Single by Lupe Fiasco

from the album Food & Liquor II: The Great American Rap Album Pt. 1
- Released: August 14, 2012
- Recorded: 2012
- Genre: Hip hop; alternative hip hop;
- Label: 1st & 15th; Atlantic;
- Songwriter(s): Wasalu Jaco; Brian Tistog;
- Producer(s): Mr. Inkredible

Lupe Fiasco singles chronology
| "Bitch Bad" (2012) | "Lamborghini Angels" (2012) | "Battle Scars" (2012) |

= Lamborghini Angels =

"Lamborghini Angels" is a song performed by rapper Lupe Fiasco. It was released on August 14, 2012 as the third single from his album Food & Liquor II: The Great American Rap Album Pt. 1. The song contains lyrics that may offend people because of its religious content.

==Music video==
On June 11, 2013, Lupe Fiasco tweeted "Lamborghini Angels, ITAL, & Audubon Ballroom. 3 Videos. 1 Day. Coming Soon. #FL2". The video was released on July 4, 2013, entitled "#1234". In the video, Lupe tackles social, political, and racial issues. Children are seen watching television as images of guns, drugs, and fast food flash across the screen. The video is almost 13 minutes in length.

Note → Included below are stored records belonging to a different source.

PR #872, opened 2020-06-29
Promote little FeatureToggle to be a proper Model

cintamani:
From: https://eaflood.atlassian.net/browse/RUBY-1118

Given that little FeatureToggle has behaved very well in the past few months, we decided to upgrade him to be a proper Model. XD

This model will be used by the new defra-ruby-features engine. Toggles will be persisted in the database.

Things to notice is, in order to handle the fact that the model won't have persisted data about existing toggles, previously persisted in a yml file for read-only, the code will handle that case by redirecting the query for a toggle status to the content of the yml file.
By doing this we will just need to deploy and then take our time creating the toggles through the back office interface. In the meantime, everything will work just fine.

There will need some cleanup to be done at the subsequent deploy, but this still looks like a cleaner solution than a rake task, so that we don't need to cleanup places like Jenkins.

### DIFF
--- a/app/models/waste_carriers_engine/feature_toggle.rb
+++ b/app/models/waste_carriers_engine/feature_toggle.rb
@@ -5,11 +5,20 @@ require "erb"
 
 module WasteCarriersEngine
   class FeatureToggle
+    include Mongoid::Document
+
+    # Use the FeatureToggles database
+    store_in collection: "feature_toggles"
+
+    field :key, type: String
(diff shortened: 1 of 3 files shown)


Cruikshanks:
I intend for [defra-ruby-features](https://github.com/DEFRA/defra-ruby-features) to be referenced as a gem rather than directly from github going forward. But there are a few housekeeping tasks I need to carry out in the gem repo first.

PR #873, opened 2020-07-02
Move feature toggle config to engine

Cruikshanks:
https://eaflood.atlassian.net/browse/RUBY-1118

We have created a number of gems to support reuse of functionality across our services. If the functionality is to be used across both host apps, or because of other functionality, we'll incorporate the gem into the engine. [defra-ruby-alert](https://github.com/DEFRA/defra-ruby-alert) is an example of this.

Our typical pattern when we do this is to then control any config for that gem from the engine, and if extra info is needed from the host apps to pass it via the engines config.

[defra-ruby-features](https://github.com/DEFRA/defra-ruby-features) has been implemented by referencing and configuring the gem directly in the host apps. So to make things consistent this change updates the implementation to match our existing pattern of controlling everything from the engine.

### DIFF
--- a/Gemfile
+++ b/Gemfile
@@ -36,6 +36,12 @@ gem "secure_headers", "~> 5.0"
 # Turbolinks makes following links in your web application faster. Read more: https://github.com/rails/turbolinks
 gem "turbolinks"
 
+# Use the Defra Ruby Features gem to allow users with the correct permissions to
+# manage feature toggle (create / update / delete) from the back-office.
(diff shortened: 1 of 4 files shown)


Cruikshanks:
Argh! Just realised this is **not** one of those things we want in the engine and accessible from both apps. This should just be in the back-office. However, there are changes needed in the engine to support that.

So there was a very good reason why this was the way it was in the first place!

PR #881, opened 2020-07-07
Add receipt email to journey end screens pending convictions

irisfaraway:

Users could also get to these pages after paying via WorldPay, so we should include mention of the receipt email on here as well.

Also includes a text update after discussion with Christina.


Cruikshanks:
Updates to the content have been confirmed. It should now be

> A payment confirmation will be sent to [receipt email].

Wireframe has been updated as well.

In one scene, a conservative, executive, grandmother, priest, and KKK member sit down at a conference table to meet, but it quickly turns ugly. And in the shocking conclusion, Lupe pulls up a white hood to reveal himself.

==Chart performance==
"Lamborghini Angels" debuted and peaked at No. 92 on the Billboard Hot 100 in September 2012.